El gran Mercedes puso rumbo a Copenhague.
—Ha sido casi siniestro —se quejó el periodista. Parecía todavía más pálido de lo habitual.
Nils Jensen no dijo nada.
—La tía estaba intratable. Joder, habría preferido estar con Inger Marie, la hija de acogida. Podría habernos contado algo de aquella época, estoy seguro.
Knud Tåsing sacudió la cabeza, como si evaluara la negativa y le diera una calificación, seguramente la más baja.
—Tal vez teníamos que haber insistido. No hemos actuado como debíamos, ahí dentro. No hemos visto la Sala de Recién Nacidos, no hemos estado con la hija de acogida, ni palabra sobre el pequeño John Bjergstrand, si es que existe.

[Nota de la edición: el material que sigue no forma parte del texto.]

PR #33, opened 2023-06-19
feat(shorebird_code_push): update example to use code push bindings

bryanoltman:
## Description

Updates the `shorebird_code_push` example app to use the updater bindings.

## Type of Change

- [ ] 🧹 Code refactor
- [ ] 📝 Documentation
- [ ] 🗑️ Chore


shorebird_code_push/example/android/app/src/main/AndroidManifest.xml
```diff
@@ -1,33 +1,19 @@
...
-        <activity
-            android:name=".MainActivity"
-            android:exported="true"
-            android:launchMode="singleTop"
-            android:theme="@style/LaunchTheme"
-            android:configChanges="orientation|keyboardHidden|keyboard|screenSize|smallestScreenSize|locale|layoutDirection|fontScale|screenLayout|density|uiMode"
-            android:hardwareAccelerated="true"
-            android:windowSoftInputMode="adjustResize">
-            <!-- Specifies an Android theme to apply to this Activity as soon as
+  <application android:label="example" android:name="${applicationName}" android:icon="@mipmap/ic_launcher">
```
eseidel, line 2: Is this just reformatting?

shorebird_code_push/example/lib/main.dart
```diff
@@ -1,125 +1,82 @@
...
+  void initState() {
+    super.initState();
     setState(() {
-      // This call to setState tells the Flutter framework that something has
-      // changed in this State, which causes it to rerun the build method below
-      // so that the display can reflect the updated values. If we changed
-      // _counter without calling setState(), then the build method would not be
-      // called again, and so nothing would appear to happen.
-      _counter++;
+      _patchVersion = shorebirdCodePush.currentPatchVersion();
```
eseidel, line 44: This can hang indefinitely if the lock is currently held by something else (like the background thread pulling an update). I like your suggestion of making it async.

shorebird_code_push/example/lib/main.dart
```diff
@@ -1,125 +1,82 @@
...
     });
   }
 
+  Future<void> _checkForUpdate() async {
+    _isUpdateAvailable = await shorebirdCodePush.checkForUpdate();
```
eseidel, line 49: Shouldn't this line technically move inside the await?  Or I guess technically the await is supposed to return to a local and then teh setting from the local is inside setState?  I'm not sure what ideal dart patterns are.

eseidel (approved):
I think this is a good step.  You'll want more review from felix (or someone else with more sense of what "great flutter" looks like -- since I don't really have it) as we get further along I suspect.

shorebird_code_push/example/lib/main.dart
bryanoltman: Done.

shorebird_code_push/example/lib/main.dart
bryanoltman: Updated

shorebird_code_push/lib/src/generated/updater_bindings.g.dart
```diff
@@ -2084,20 +2084,20 @@ class UpdaterBindings {
...
-  ffi.Pointer<ffi.Char> shorebird_next_boot_patch_number() {
+  /// The patch number that will boot on the next run of the app, or 0 if there is
+  /// no next patch.
+  int shorebird_next_boot_patch_number() {
     return _shorebird_next_boot_patch_number();
   }
 
   late final _shorebird_next_boot_patch_numberPtr =
-      _lookup<ffi.NativeFunction<ffi.Pointer<ffi.Char> Function()>>(
+      _lookup<ffi.NativeFunction<ffi.UintPtr Function()>>(
```
eseidel, line 2094: FWIW, We will end up needing to handle both partial and full failure of lookups in this code.  partial will happen when there is version skew between this package and the version of shorebird in use (wrong verison pulled from pub) and full failure will happen every time the user uses `flutter` directly instead of `shorebird`.

eseidel (approved):

shorebird_code_push/example/lib/main.dart
```diff
@@ -1,125 +1,108 @@
...
+      });
+    });
+  }
+
+  Future<void> _checkForUpdate() async {
+    setState(() {
+      _isCheckingForUpdate = true;
+    });
+
+    bool isUpdateAvailable = await shorebirdCodePush.checkForUpdate();
```
felangel, line 55:
```suggestion
    final isUpdateAvailable = await shorebirdCodePush.checkForUpdate();
```

shorebird_code_push/example/pubspec.yaml
```diff
@@ -1,90 +1,24 @@
...
-# build by specifying --build-name and --build-number, respectively.
-# In Android, build-name is used as versionName while build-number used as versionCode.
-# Read more about Android versioning at https://developer.android.com/studio/publish/versioning
-# In iOS, build-name is used as CFBundleShortVersionString while build-number is used as CFBundleVersion.
-# Read more about iOS versioning at
-# https://developer.apple.com/library/archive/documentation/General/Reference/InfoPlistKeyReference/Articles/CoreFoundationKeys.html
-# In Windows, build-name is used as the major, minor, and patch parts
-# of the product and file versions while build-number is used as the build suffix.
-version: 1.0.0+1
+version: 1.0.0+15
```
felangel, line 5: why is this build 15?

shorebird_code_push/example/lib/main.dart
```diff
@@ -1,125 +1,108 @@
 import 'package:flutter/material.dart';
 
+import 'package:shorebird_code_push/shorebird_code_push.dart';
+
+final ShorebirdCodePush shorebirdCodePush = ShorebirdCodePush();
```
felangel, line 5: does this need to be a global variable? Could it be initialized as part of the `StatefulWidget` `State`?

shorebird_code_push/example/lib/main.dart
```diff
@@ -1,125 +1,108 @@
...
 class _MyHomePageState extends State<MyHomePage> {
-  int _counter = 0;
+  int? _patchVersion;
+  var _isCheckingForUpdate = false;
+
+  @override
+  void initState() {
+    super.initState();
+    shorebirdCodePush.currentPatchVersion().then((version) {
+      setState(() {
```
felangel, line 44: shouldn't we check if the widget is still mounted before calling `setState` here?

shorebird_code_push/example/lib/main.dart
```diff
@@ -1,125 +1,108 @@
...
 
-  void _incrementCounter() {
     setState(() {
-      // This call to setState tells the Flutter framework that something has
-      // changed in this State, which causes it to rerun the build method below
-      // so that the display can reflect the updated values. If we changed
-      // _counter without calling setState(), then the build method would not be
-      // called again, and so nothing would appear to happen.
-      _counter++;
+      _isCheckingForUpdate = false;
```
felangel, line 58: same here shouldn't we do the mounted check before calling `setState`?

shorebird_code_push/example/lib/main.dart
felangel, line 5:
```suggestion
final shorebirdCodePush = ShorebirdCodePush();
```

Would be nice to use the same analysis options we use in the shorebird repo for consistency.

shorebird_code_push/example/pubspec.yaml
bryanoltman: I've been using this to test and have released 1.0.0+1 to 1.0.0+15

shorebird_code_push/example/lib/main.dart
bryanoltman: Good call, done

shorebird_code_push/example/lib/main.dart
bryanoltman: Huh, not sure why the analyzer was OK with this and not the `ScaffoldMessenger.of(context)` below. Fixed!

Era extraño, parecía resignado.
Pasaron junto al restaurante Strandmølle.
—Era muy guapa y muy competente, y estaba muy alerta. —Knud Tåsing hablaba casi consigo mismo, pero la descripción era sin duda elogiosa, viniendo de él.
—¿Te has fijado en el ambiente de la casa?
Pues claro que Knud se había fijado.
—Desde luego, era un ambiente de lo más singular.
El periodista bajó la ventanilla y encendió otro de sus cigarrillos mentolados.
Pasaron por el barrio de Bellevue y por el fuerte de Charlottenlund.
—Claro que todo el lugar estaba cargado de historia, con Federico VII y su amante, desde la planta baja hasta lo alto de las siete chimeneas.
La sensación que producía el pasado en Knud era tan vaga como podía esperarse en una profesión que sentía una profunda desconfianza hacia sucesos del pasado (estos no vendían periódicos). Se había quedado huérfano a los doce o trece años, era todo lo que sabía Nils sobre él; su padre murió de pronto, y después enviaron al chico a casa de sus tíos, en la isla de Ærø, y en aquellas casas no se leían gruesos volúmenes sobre la historia de Dinamarca.
—Fue uno de los monarcas más populares que haya habido nunca —anunció Nils, y se dio cuenta de que sonaba un tanto didáctico—. La amante era la condesa Danner. Su nombre verdadero era señorita Louise Rasmussen.
—Vaya —soltó el periodista con tono algo sarcástico—. Una auténtica señorita. Puede que la antigua directora estuviera emparentada con ella. Porque parece que Magna tenía gran poder sobre los hombres, y sobre Kongslund, a juzgar por las incontables historias extrañas que se han escrito sobre ella.
Nils Jensen iba con las manos apoyadas en el volante, pensando en la mujer a la que había fotografiado, y Knud Tåsing, al rato, le adivinó el pensamiento.
—Como iba diciendo, una mujer interesante. Guapa e interesante. Alerta e interesante. Y alguna otra cosa que aún no hemos descubierto… e interesante.
Asintió en silencio, bostezó y arrojó el cigarrillo catapultándolo con los dedos.
—Que no te coma el tarro.
Nils la vio ante sí en formato vertical, como si hubiera salido del retrato de la condesa; mirando de lado, con sus ojos verdes fijos en un punto sobre la cabeza de él. Entonces recordó la sombra que había visto, o tal vez no, en mitad de la cuesta. Una figura que se detuvo entre los árboles que rodeaban la villa blanca, que permanecía casi invisible entre las cascadas de hojarasca, y parecía observar cuanto había abajo.
—Joder, me gustaría haber conocido a la hija de acogida, y me gustaría saber lo que de verdad ha pasado en esa casa, que es tan puñeteramente interesante —masculló Knud Tåsing. Luego su cabeza se deslizó hacia el hombro, y un rato después roncaba al mismo ritmo traqueteante que el viejo motor del Mercedes.
Pasaron junto a la estación y Nils Jensen pisó el acelerador.